Primeiro, voou diretamente de Havana para o Suriname, país que não exige visto de cubanos. Lá ele encontrou um coiote e um grupo de pessoas de países como Nepal, Índia e Paquistão que iriam para os EUA. Depois de nove horas de viagem em uma van apertada, ele foi levado para a vizinha Guiana e, após mais 20 horas de viagem, foi deixado em Boa Vista, onde pediu abrigo à Polícia Federal.

Essa rota é uma das mais comuns para os cubanos que imigram para o Brasil. Em um relatório recente, o ACNUR, a agência de refugiados da ONU, disse ter visto uma mudança na dinâmica de entrada por Pacaraima, a principal porta de entrada dos venezuelanos: agora há mais cidadãos de outras nacionalidades, com os cubanos liderando o caminho. Segundo a agência, havia pelo menos 97 cidadãos na ilha de junho de 2021 a setembro de 2022.

Baixa Folha A Abin (Agência de Inteligência do Brasil), que acompanha o assunto, afirma que a through de entrada pelo Oiapoque no Amapá ganhou importância. Até agora, os cubanos iam com frequência para Porto Alegre e de lá para o Uruguai. Ou que fiquem temporariamente no Brasil para levantar fundos e depois emigrem para os EUA. Em muitos casos em que o asilo não é solicitado, não há sequer registro oficial de passagem pelo Brasil.

Mas isso mudou e cada vez mais cubanos estão optando por ficar no Brasil. Orlando é um deles. Ele trabalhava no setor de importação e distribuição de alimentos em Cuba, ganhando 2.500 pesos por mês, mas relata que não conseguia mais pagar as contas e ajudar sua mãe. “Um saco de 2,5 kg de frango custa 1.700 pesos [cerca de R$ 360].” No Brasil, trabalha como garçom em um restaurante em São Paulo.

A intensificação da entrada de cubanos no país também é um desafio para o Conare (Comitê Nacional para Refugiados), vinculado ao Ministério da Justiça. Devido ao perfil migratório frequentemente ligado a questões econômicas, os migrantes de Cuba às vezes não cumprem os critérios de asilo concedidos a cidadãos que sofrem perseguições em seu país ou são vítimas de violações de direitos humanos.

Até agora, o Brasil reconheceu 1.043 cubanos como refugiados. A maioria – 843 – por medo de expressar suas opiniões políticas em Cuba. Especialistas que acompanham o caso exigem que o órgão desenvolva alguma forma de proteção subsidiária para cidadãos de países como Cuba, para que os imigrantes não esperem anos por uma resposta às suas demandas.

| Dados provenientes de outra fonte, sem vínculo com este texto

PR #827, opened 2019-02-28
Fix details components

alex-ju:
This fixes instances of details component after #811 introduced the default spacing.
Tries to deal with excessive padding and markup on the scheduling details element.

### Before
screen shot 2019-03-01 at 10 44 18

### After
screen shot 2019-03-01 at 10 44 38

@emmabeynon: will rebase after #826

### DIFF
--- a/app/views/documents/show/_scheduling_form.html.erb
+++ b/app/views/documents/show/_scheduling_form.html.erb
@@ -4,12 +4,17 @@
 <% submitted_values = flash[:scheduled_publishing_params] %>
 <% selected_time = submitted_values&.fetch("time") ||  current_scheduled_publish_datetime&.strftime("%l:%M%P")&.strip %>
 
+<% scheduling_title = capture do %>
+  <% if current_scheduled_publish_datetime %>
+    Publish date: <br><%= current_scheduled_publish_datetime.strftime("%-d %B %Y - %l:%M%P") %>
+  <% else %>
+    Schedule publishing
+  <% end %>
+<% end %>
+
 <%= render "govuk_publishing_components/components/details", {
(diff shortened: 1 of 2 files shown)


app/views/documents/show/_scheduling_form.html.erb
```diff
@@ -5,12 +5,18 @@
...
+    <% if current_scheduled_publish_datetime %>
+      Publish date: <br><%= current_scheduled_publish_datetime.strftime("%-d %B %Y - %l:%M%P") %>
+    <% else %>
+      Schedule publishing
+    <% end %>
+  <% end %>
+
   <%= render "govuk_publishing_components/components/details", {
-    title: if current_scheduled_publish_datetime
-             simple_format("Publish date: \n" + current_scheduled_publish_datetime.strftime("%-d %B %Y - %l:%M%P"))
```
alex-ju: `simple_format` works fine, but there's no way to remove the wrapper, only to change the element type

app/views/documents/show/_scheduling_form.html.erb
```diff
@@ -5,12 +5,18 @@
 <% selected_time = submitted_values&.fetch("time") ||  current_scheduled_publish_datetime&.strftime("%l:%M%P")&.strip %>
 
 <%= form_tag(save_scheduled_publishing_datetime_path(@edition.document)) do %>
+
+  <% sheduleding_title = capture do %>
```
emmabeynon: Just a small typo here, should be `scheduling_title`

alex-ju: I would say more than small. rushing is not good..
Thanks! Updated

E o roteiro obviamente se tornou uma bomba-relógio para o regime cubano. O êxodo histórico visto na ilha pode acelerar o encolhimento da população, bem como expulsar a força de trabalho. As projeções da ONU mostram que a população de Cuba, que atualmente é de cerca de 11,2 milhões de pessoas, cairá para 10 milhões em 2050. Até o ultimate do século, serão cerca de 6,5 milhões – número semelhante ao da década de 1950.

Na fronteira EUA-México, um número recorde de cubanos tentou entrar em território norte-americano no último ano fiscal, encerrado em setembro. Eram 220.000 cubanos – 2% da população da ilha. E o endurecimento das medidas de expulsão impostas pelo governo de Joe Biden pode obrigar os cubanos a buscarem outros destinos, e o Brasil é um deles.

Embora a crise econômica seja um dos principais motivadores, Juan Pappier, pesquisador sênior para as Américas da ONG Human Rights Watch, diz que o fator político é inseparável. “Há uma crise de direitos civis e políticos junto com a intensificação da repressão. Depois das recentes manifestações, são mais de mil presos políticos” – explica o pesquisador.

“O contrato social foi quebrado em Cuba. O Estado não garante mais a qualidade de vida de seus cidadãos”.

Depois dos primeiros meses no Brasil, Mercedes e Orlando dizem que querem ficar, principalmente pela oportunidade econômica. Cabrera, mesmo conhecendo o país em um de seus momentos de maior polarização política, diz estar vivendo algo que não conhecia. “Somos livres para dizer o que acreditamos para outras pessoas que respeitam nossas opiniões.”